■ **YOUR OBJECTIVE**: When you write out the entries, keep every line exactly as it appears.

INPUT: Begin

PR #211, opened 2016-10-13
AC-196 fixed serializer to work with all resources

AdamGrzybkowski:
Sooo, the first serializer didn't work at all... We've noticed that with @tmarzeion when working on changing Visit model to match retrofit. 
I have modified it now to work with all classes that are Resources. 
Here is how it works:
when you post Resource object via retrofit this custom serializer checks all declared fields. If there is a Resource with uuid set it will serialize it to uuid only. When uuid is null it will serialize full object. 
When declared field is a collection, serializer iterates through it and does the same as above. It the collection contains objects that are not Resources,  it will be serializes with default gson serializer.

@rkorytkowski @AvijitGhosh82 @tmarzeion 
What do you think about that ? 
This is made to make posting object easier. Instead writing custom serializers for each objects e.g Patient/Visit we can use only this one. 
I have added some unit tests and also tested it manually by posting Patient and Visit.

### DIFF
--- a/openmrs-client/src/main/java/org/openmrs/mobile/utilities/ResourceSerializer.java
+++ b/openmrs-client/src/main/java/org/openmrs/mobile/utilities/ResourceSerializer.java
@@ -1,17 +1,89 @@
 package org.openmrs.mobile.utilities;
 
+import android.support.annotation.NonNull;
+
+import com.google.gson.Gson;
+import com.google.gson.GsonBuilder;
+import com.google.gson.JsonArray;
 import com.google.gson.JsonElement;
+import com.google.gson.JsonObject;
 import com.google.gson.JsonPrimitive;
 import com.google.gson.JsonSerializationContext;
 import com.google.gson.JsonSerializer;
+import com.google.gson.annotations.Expose;
 
 import org.openmrs.mobile.models.retrofit.Resource;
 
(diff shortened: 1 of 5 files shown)


openmrs-client/src/main/java/org/openmrs/mobile/utilities/ResourceSerializer.java
```diff
@@ -1,17 +1,89 @@
...
+                            }
+                        }
+                    } catch (IllegalAccessException e) {
+                        e.printStackTrace();
+                    }
+                } else {
+                    try {
+                        srcJson.add(field.getName(), myGson.toJsonTree(field.get(src)));
+                    } catch (IllegalAccessException e) {
+                        e.printStackTrace();
```
PawelGutkowski: No error handling?

AdamGrzybkowski: uuu thanks @PawelGutkowski, forgot about that. I'll fix it tomorrow ;)

tmarzeion:
@AdamGrzybkowski It works fine :) I'd merge this ASAP since it is required to finish AC-213

tmarzeion:
Thx @tmarzeion for merging :)

PR #214, opened 2016-10-19
AC-204 fixes and clean up after applying mvp

AdamGrzybkowski:
- removing any android libraries form presenters
- fixed crushing app when rotating the device
- fixed loading forms when changing server url in loginActivity


tmarzeion:
Looks OK, merging.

INPUT: End

■ **OUTPUT OF THE TASK**:
PR #211, opened 2016-10-13
AC-196 fixed serializer to work with all resources

AdamGrzybkowski:
Sooo, the first serializer didn't work at all... We've noticed that with @tmarzeion when working on changing Visit model to match retrofit. 
I have modified it now to work with all classes that are Resources. 
Here is how it works:
when you post Resource object via retrofit this custom serializer checks all declared fields. If there is a Resource with uuid set it will serialize it to uuid only. When uuid is null it will serialize full object. 
When declared field is a collection, serializer iterates through it and does the same as above. It the collection contains objects that are not Resources,  it will be serializes with default gson serializer.

@rkorytkowski @AvijitGhosh82 @tmarzeion 
What do you think about that ? 
This is made to make posting object easier. Instead writing custom serializers for each objects e.g Patient/Visit we can use only this one. 
I have added some unit tests and also tested it manually by posting Patient and Visit.

### DIFF
--- a/openmrs-client/src/main/java/org/openmrs/mobile/utilities/ResourceSerializer.java
+++ b/openmrs-client/src/main/java/org/openmrs/mobile/utilities/ResourceSerializer.java
@@ -1,17 +1,89 @@
 package org.openmrs.mobile.utilities;
 
+import android.support.annotation.NonNull;
+
+import com.google.gson.Gson;
+import com.google.gson.GsonBuilder;
+import com.google.gson.JsonArray;
 import com.google.gson.JsonElement;
+import com.google.gson.JsonObject;
 import com.google.gson.JsonPrimitive;
 import com.google.gson.JsonSerializationContext;
 import com.google.gson.JsonSerializer;
+import com.google.gson.annotations.Expose;
 
 import org.openmrs.mobile.models.retrofit.Resource;
 
(diff shortened: 1 of 5 files shown)


openmrs-client/src/main/java/org/openmrs/mobile/utilities/ResourceSerializer.java
```diff
@@ -1,17 +1,89 @@
...
+                            }
+                        }
+                    } catch (IllegalAccessException e) {
+                        e.printStackTrace();
+                    }
+                } else {
+                    try {
+                        srcJson.add(field.getName(), myGson.toJsonTree(field.get(src)));
+                    } catch (IllegalAccessException e) {
+                        e.printStackTrace();
```
PawelGutkowski: No error handling?

AdamGrzybkowski: uuu thanks @PawelGutkowski, forgot about that. I'll fix it tomorrow ;)

tmarzeion:
@AdamGrzybkowski It works fine :) I'd merge this ASAP since it is required to finish AC-213

tmarzeion:
Thx @tmarzeion for merging :)

PR #214, opened 2016-10-19
AC-204 fixes and clean up after applying mvp

AdamGrzybkowski:
- removing any android libraries form presenters
- fixed crushing app when rotating the device
- fixed loading forms when changing server url in loginActivity


tmarzeion:
Looks OK, merging.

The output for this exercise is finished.